• **WORK TO COMPLETE**: The expected output is exactly the lines below, starting at the line with "not be listed" and ending at the line with "verify after merge.", both included; no other line belongs in it.

[Saved data entries]
Content starts

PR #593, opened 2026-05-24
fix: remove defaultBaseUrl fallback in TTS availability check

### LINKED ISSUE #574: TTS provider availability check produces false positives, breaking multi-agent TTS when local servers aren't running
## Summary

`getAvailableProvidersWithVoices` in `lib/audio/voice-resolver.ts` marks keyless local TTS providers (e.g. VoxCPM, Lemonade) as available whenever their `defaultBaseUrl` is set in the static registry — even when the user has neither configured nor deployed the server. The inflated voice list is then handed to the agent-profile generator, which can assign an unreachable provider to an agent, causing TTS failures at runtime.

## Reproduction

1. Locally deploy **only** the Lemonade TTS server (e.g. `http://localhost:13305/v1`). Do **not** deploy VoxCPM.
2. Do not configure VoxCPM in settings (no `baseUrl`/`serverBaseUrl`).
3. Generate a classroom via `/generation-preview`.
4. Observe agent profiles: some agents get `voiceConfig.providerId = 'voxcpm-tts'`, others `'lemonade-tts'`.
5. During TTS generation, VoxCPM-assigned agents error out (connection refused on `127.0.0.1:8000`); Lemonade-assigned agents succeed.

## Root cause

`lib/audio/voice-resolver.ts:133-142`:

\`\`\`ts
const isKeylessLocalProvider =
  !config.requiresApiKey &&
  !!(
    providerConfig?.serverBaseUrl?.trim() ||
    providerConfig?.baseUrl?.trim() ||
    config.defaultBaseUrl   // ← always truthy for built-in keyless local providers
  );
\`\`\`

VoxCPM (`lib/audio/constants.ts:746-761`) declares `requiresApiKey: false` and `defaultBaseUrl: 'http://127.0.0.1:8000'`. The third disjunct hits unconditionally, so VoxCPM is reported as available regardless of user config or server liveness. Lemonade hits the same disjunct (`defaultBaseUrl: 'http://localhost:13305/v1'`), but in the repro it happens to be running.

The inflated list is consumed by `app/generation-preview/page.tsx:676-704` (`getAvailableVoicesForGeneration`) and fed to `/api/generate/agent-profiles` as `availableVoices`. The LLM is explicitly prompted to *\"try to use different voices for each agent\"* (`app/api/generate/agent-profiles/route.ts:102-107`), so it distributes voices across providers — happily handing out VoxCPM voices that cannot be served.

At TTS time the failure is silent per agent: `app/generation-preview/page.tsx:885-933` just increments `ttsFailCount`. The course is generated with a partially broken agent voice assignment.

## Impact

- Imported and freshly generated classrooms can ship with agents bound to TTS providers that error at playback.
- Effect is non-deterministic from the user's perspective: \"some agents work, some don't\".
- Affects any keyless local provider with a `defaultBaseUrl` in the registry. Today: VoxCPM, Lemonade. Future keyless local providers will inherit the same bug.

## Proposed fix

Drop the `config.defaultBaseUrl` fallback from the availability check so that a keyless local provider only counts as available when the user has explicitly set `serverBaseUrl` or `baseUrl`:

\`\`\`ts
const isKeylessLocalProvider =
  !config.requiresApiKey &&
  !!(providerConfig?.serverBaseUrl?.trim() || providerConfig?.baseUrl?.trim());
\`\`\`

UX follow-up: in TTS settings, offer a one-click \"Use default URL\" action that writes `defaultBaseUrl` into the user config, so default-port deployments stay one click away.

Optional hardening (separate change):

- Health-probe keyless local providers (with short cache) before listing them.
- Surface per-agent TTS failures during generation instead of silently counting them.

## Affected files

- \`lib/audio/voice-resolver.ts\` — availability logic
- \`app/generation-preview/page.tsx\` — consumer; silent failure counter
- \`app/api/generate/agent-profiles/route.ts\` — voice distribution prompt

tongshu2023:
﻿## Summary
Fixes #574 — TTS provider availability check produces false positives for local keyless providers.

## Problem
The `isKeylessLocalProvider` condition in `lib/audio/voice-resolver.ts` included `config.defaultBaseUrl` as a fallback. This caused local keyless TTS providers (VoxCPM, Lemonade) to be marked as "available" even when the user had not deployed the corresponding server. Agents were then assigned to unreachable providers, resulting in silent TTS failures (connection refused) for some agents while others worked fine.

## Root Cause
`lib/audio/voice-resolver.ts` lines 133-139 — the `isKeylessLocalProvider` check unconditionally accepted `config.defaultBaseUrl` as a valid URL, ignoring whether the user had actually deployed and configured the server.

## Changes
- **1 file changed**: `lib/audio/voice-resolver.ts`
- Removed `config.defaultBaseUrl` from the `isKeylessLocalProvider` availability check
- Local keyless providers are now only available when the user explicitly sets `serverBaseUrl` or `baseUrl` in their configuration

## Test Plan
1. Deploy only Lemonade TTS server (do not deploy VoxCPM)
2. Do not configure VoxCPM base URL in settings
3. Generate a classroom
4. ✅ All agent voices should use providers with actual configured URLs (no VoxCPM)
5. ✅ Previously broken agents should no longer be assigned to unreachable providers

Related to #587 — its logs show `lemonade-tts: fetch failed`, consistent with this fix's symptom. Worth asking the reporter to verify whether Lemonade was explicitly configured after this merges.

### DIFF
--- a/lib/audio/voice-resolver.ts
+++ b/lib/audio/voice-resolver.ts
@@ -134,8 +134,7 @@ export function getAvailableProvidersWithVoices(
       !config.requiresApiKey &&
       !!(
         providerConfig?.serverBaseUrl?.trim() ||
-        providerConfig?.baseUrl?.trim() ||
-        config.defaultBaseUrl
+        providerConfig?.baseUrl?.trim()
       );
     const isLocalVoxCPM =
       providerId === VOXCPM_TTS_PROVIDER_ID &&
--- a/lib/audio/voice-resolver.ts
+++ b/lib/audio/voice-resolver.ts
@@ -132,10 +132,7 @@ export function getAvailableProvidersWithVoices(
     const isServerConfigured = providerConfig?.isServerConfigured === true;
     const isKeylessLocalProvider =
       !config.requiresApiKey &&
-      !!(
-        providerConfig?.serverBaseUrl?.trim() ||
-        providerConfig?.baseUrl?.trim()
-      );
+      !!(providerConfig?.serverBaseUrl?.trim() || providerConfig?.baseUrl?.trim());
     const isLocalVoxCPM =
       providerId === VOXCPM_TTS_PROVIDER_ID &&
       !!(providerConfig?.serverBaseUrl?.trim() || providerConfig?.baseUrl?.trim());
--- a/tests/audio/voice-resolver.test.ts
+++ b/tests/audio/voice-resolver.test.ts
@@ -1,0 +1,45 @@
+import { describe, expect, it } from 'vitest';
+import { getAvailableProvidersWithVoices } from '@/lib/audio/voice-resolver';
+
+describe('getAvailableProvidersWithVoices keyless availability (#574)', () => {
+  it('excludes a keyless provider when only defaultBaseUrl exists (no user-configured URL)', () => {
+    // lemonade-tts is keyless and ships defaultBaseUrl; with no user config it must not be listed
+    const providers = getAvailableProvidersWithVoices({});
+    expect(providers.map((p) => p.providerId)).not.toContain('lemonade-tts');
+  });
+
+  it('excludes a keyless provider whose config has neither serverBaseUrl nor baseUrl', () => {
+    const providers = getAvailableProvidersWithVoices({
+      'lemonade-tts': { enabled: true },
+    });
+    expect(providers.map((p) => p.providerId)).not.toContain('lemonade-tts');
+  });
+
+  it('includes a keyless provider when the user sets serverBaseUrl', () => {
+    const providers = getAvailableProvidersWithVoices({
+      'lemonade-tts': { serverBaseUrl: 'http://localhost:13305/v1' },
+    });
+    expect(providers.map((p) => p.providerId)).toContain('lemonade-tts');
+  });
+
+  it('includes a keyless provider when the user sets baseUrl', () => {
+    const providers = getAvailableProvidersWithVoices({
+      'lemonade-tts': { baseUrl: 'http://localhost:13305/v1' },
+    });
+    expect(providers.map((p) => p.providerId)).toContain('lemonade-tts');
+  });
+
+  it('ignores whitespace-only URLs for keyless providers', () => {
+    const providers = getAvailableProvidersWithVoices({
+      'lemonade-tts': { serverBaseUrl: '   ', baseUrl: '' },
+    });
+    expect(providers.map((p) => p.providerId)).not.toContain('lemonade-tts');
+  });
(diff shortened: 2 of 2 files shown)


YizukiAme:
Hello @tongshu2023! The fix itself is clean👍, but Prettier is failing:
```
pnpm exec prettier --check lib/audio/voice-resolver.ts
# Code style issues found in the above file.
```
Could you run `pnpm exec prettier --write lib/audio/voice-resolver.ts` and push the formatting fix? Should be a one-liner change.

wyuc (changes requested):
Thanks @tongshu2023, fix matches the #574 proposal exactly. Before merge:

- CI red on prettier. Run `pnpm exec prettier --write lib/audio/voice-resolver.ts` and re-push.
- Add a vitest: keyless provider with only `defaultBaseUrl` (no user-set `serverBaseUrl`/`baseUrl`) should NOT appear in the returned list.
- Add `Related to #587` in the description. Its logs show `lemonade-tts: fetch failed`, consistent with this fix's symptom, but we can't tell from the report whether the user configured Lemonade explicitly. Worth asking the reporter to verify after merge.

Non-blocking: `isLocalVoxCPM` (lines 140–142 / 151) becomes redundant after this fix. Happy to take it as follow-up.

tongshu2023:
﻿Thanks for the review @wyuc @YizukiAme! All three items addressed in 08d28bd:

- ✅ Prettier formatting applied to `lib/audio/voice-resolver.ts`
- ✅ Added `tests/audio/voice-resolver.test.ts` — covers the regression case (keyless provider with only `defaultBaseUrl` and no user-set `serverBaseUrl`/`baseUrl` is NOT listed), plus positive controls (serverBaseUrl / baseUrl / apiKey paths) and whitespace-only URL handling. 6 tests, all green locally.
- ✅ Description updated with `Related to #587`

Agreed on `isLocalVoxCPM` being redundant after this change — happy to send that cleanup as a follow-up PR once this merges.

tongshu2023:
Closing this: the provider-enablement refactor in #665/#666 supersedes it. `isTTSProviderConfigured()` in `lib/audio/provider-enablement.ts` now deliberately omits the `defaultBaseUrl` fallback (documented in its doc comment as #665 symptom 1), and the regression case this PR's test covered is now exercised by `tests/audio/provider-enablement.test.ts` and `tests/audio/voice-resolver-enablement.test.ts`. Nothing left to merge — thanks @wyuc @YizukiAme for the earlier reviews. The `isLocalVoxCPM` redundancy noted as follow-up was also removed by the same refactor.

Content ends

• **RESPONSE BOX**:
+    // lemonade-tts is keyless and ships defaultBaseUrl; with no user config it must not be listed
+    const providers = getAvailableProvidersWithVoices({});
+    expect(providers.map((p) => p.providerId)).not.toContain('lemonade-tts');
+  });
+
+  it('excludes a keyless provider whose config has neither serverBaseUrl nor baseUrl', () => {
+    const providers = getAvailableProvidersWithVoices({
+      'lemonade-tts': { enabled: true },
+    });
+    expect(providers.map((p) => p.providerId)).not.toContain('lemonade-tts');
+  });
+
+  it('includes a keyless provider when the user sets serverBaseUrl', () => {
+    const providers = getAvailableProvidersWithVoices({
+      'lemonade-tts': { serverBaseUrl: 'http://localhost:13305/v1' },
+    });
+    expect(providers.map((p) => p.providerId)).toContain('lemonade-tts');
+  });
+
+  it('includes a keyless provider when the user sets baseUrl', () => {
+    const providers = getAvailableProvidersWithVoices({
+      'lemonade-tts': { baseUrl: 'http://localhost:13305/v1' },
+    });
+    expect(providers.map((p) => p.providerId)).toContain('lemonade-tts');
+  });
+
+  it('ignores whitespace-only URLs for keyless providers', () => {
+    const providers = getAvailableProvidersWithVoices({
+      'lemonade-tts': { serverBaseUrl: '   ', baseUrl: '' },
+    });
+    expect(providers.map((p) => p.providerId)).not.toContain('lemonade-tts');
+  });
(diff shortened: 2 of 2 files shown)


YizukiAme:
Hello @tongshu2023! The fix itself is clean👍, but Prettier is failing:
```
pnpm exec prettier --check lib/audio/voice-resolver.ts
# Code style issues found in the above file.
```
Could you run `pnpm exec prettier --write lib/audio/voice-resolver.ts` and push the formatting fix? Should be a one-liner change.

wyuc (changes requested):
Thanks @tongshu2023, fix matches the #574 proposal exactly. Before merge:

- CI red on prettier. Run `pnpm exec prettier --write lib/audio/voice-resolver.ts` and re-push.
- Add a vitest: keyless provider with only `defaultBaseUrl` (no user-set `serverBaseUrl`/`baseUrl`) should NOT appear in the returned list.
- Add `Related to #587` in the description. Its logs show `lemonade-tts: fetch failed`, consistent with this fix's symptom, but we can't tell from the report whether the user configured Lemonade explicitly. Worth asking the reporter to verify after merge.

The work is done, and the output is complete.